#### [TRY IT]
Take each line from the entries that holds "working" and copy it out.

#### [EXTRACTED ENTRIES]
PR #2078, opened 2025-09-04
Allow snap to build on amd64 still

eeickmeyer:
I'll do you one better. :)


vassbo:
Nice. Maybe also skip `npm run replace-electron` on amd.

vassbo:
It did still work on amd with the pack:arm build, but this is probably better.

eeickmeyer:
> Nice. Maybe also skip `npm run replace-electron` on amd.

Done.

PR #2084, opened 2025-09-05
Start button not working on clean installation

otonielpv:
So I Installed FreeShow on a new PC for the first time and the start button was not working, I had to close and save and then start again the program


vassbo:
Thanks. This is important! I suppose this only happened in the beta. I don't even know why I added that check.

#### [SOLUTION TO THE PROBLEM]
Start button not working on clean installation
So I Installed FreeShow on a new PC for the first time and the start button was not working, I had to close and save and then start again the program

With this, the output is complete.